BEGIN Material provided

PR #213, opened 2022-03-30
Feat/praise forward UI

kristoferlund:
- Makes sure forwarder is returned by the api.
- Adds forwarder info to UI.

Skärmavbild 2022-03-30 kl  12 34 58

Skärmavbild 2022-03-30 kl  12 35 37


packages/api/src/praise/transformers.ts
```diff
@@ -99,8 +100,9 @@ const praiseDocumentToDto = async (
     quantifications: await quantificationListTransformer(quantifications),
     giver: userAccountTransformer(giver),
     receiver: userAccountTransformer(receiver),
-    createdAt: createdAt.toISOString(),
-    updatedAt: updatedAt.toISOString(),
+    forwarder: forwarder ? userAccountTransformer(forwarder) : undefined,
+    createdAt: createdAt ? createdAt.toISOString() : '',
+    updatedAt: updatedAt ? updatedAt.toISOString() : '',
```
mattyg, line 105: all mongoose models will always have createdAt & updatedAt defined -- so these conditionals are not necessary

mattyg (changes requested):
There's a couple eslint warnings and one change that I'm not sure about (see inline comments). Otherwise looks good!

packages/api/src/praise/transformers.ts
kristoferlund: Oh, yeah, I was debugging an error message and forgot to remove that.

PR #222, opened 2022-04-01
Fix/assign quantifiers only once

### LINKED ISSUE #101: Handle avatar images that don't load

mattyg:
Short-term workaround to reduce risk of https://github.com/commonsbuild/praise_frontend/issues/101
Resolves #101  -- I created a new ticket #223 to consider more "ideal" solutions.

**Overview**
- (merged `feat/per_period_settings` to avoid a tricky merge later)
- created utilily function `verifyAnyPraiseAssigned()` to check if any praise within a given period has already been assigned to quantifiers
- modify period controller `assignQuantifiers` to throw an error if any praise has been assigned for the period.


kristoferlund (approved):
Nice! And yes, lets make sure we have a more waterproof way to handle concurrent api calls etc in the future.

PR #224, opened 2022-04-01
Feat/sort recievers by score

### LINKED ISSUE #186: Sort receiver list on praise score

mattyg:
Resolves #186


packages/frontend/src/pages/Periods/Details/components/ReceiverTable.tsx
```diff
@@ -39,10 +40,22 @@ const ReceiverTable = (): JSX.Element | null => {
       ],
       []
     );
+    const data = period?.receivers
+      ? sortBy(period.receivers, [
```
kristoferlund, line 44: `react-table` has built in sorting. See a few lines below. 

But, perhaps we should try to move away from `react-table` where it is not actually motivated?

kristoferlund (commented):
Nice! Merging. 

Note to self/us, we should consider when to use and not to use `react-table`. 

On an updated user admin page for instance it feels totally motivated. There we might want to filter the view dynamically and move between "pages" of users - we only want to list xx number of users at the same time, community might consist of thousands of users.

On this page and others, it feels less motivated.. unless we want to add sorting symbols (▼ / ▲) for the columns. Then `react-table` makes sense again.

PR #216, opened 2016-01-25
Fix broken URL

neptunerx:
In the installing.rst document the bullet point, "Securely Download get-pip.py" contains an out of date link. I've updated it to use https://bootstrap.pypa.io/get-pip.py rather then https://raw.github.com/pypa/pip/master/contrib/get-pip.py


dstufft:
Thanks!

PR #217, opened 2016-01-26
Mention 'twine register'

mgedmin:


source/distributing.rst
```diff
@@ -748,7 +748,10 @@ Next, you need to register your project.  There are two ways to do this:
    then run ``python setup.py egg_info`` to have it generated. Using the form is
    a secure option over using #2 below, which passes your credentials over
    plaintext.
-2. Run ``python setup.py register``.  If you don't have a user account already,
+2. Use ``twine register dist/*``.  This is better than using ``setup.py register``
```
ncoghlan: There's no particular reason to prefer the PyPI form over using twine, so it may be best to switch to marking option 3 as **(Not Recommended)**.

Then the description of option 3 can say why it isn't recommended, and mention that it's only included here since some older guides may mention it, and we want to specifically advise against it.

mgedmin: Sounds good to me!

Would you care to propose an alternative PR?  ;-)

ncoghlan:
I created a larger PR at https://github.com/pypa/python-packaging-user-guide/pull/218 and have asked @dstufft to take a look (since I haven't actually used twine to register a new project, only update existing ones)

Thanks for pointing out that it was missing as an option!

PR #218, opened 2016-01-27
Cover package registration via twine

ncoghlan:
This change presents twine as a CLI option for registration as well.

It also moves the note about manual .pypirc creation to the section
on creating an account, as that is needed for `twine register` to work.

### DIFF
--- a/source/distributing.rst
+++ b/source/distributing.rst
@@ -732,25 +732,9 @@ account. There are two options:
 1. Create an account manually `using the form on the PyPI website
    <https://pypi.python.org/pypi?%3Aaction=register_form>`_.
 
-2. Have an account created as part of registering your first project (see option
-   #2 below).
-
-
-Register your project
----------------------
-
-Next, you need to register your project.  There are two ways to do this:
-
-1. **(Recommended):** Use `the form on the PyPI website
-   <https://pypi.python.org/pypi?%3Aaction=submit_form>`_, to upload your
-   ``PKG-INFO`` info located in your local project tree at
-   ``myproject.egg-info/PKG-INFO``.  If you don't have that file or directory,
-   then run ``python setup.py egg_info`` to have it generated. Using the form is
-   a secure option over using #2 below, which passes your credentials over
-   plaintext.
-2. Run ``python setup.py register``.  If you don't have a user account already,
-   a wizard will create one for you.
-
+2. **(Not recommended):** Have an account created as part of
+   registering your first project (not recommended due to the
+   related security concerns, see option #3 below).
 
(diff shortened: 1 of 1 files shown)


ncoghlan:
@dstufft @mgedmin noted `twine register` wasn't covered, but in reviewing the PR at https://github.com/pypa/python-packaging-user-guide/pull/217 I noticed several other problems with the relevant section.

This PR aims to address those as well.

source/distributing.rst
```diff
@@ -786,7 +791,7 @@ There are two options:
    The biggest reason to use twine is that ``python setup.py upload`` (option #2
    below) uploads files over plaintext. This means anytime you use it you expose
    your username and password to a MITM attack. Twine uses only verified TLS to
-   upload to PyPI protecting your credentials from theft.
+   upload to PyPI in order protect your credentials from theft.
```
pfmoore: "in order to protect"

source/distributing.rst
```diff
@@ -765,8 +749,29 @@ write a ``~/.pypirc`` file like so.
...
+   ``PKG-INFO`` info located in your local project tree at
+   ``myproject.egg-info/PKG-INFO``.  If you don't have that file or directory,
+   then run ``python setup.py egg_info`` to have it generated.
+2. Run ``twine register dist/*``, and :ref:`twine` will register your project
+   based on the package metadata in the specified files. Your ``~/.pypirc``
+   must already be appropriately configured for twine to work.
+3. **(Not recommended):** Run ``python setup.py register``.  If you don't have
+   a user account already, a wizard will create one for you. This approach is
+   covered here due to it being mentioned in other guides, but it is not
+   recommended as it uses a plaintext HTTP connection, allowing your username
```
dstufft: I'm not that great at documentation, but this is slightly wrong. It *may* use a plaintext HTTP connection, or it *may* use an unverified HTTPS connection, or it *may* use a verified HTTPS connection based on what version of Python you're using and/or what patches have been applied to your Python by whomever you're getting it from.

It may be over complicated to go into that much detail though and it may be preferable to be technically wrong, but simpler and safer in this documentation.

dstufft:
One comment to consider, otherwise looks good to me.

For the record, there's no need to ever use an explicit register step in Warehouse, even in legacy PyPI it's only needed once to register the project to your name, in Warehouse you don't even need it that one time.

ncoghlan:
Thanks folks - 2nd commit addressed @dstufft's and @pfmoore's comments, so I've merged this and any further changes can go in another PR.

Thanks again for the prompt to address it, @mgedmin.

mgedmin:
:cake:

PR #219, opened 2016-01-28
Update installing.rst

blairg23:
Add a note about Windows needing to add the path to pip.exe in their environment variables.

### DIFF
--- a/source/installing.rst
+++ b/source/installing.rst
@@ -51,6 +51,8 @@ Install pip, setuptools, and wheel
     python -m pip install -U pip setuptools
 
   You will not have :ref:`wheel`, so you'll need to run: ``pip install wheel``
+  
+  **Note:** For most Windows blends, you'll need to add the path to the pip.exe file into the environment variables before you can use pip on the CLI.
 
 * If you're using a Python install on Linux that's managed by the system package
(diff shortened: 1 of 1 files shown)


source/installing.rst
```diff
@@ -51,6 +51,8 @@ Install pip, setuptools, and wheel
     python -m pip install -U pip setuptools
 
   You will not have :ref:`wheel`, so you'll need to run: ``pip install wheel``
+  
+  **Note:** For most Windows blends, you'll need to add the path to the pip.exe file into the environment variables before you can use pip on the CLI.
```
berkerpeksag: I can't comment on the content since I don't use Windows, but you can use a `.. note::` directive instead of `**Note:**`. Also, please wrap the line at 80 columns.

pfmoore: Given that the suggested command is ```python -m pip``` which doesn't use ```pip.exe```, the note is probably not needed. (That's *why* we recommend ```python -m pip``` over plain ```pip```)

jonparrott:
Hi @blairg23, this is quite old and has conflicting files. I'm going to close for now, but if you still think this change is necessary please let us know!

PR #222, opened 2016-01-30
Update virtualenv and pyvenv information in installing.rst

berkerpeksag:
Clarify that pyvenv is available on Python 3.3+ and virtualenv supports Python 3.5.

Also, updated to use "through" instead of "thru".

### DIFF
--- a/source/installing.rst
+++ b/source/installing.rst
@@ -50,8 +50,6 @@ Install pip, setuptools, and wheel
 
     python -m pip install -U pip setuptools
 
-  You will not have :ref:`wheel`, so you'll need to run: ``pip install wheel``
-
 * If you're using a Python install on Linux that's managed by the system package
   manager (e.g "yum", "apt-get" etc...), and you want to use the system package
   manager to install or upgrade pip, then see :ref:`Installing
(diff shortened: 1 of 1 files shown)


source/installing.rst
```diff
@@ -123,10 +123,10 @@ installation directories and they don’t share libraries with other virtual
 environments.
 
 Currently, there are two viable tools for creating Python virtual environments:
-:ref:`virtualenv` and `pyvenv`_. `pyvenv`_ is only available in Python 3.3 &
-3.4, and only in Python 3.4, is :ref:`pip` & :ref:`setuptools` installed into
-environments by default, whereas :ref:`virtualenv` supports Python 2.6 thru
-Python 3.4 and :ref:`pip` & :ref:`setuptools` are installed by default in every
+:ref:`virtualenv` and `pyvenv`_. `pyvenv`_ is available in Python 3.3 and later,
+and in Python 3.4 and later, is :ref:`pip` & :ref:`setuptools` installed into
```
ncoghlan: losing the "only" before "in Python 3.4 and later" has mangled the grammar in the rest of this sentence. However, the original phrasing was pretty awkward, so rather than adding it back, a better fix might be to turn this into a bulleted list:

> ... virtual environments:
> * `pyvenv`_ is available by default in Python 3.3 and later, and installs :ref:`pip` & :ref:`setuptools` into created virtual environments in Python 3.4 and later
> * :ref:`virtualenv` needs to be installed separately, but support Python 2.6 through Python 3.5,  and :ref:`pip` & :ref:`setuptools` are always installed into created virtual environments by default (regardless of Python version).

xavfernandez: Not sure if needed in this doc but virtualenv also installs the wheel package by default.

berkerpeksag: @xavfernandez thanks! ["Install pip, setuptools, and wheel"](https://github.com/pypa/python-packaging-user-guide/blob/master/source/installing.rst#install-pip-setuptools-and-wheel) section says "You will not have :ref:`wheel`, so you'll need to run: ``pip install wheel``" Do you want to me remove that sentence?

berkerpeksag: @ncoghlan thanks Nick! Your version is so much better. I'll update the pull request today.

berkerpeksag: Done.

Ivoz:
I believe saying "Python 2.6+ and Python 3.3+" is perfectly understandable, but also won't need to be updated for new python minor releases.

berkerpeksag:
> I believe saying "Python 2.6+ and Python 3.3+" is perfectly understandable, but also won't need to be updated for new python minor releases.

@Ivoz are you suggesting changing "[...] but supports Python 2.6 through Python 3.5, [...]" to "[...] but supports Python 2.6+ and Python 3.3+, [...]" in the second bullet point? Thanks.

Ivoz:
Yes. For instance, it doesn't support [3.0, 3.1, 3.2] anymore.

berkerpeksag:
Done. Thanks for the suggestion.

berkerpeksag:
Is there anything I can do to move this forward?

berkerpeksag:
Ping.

END Material provided

**Exercise prompt:**
Your reply should consist of one number: how many lines of the material above include the word "wizard".

**Response for this exercise:**
2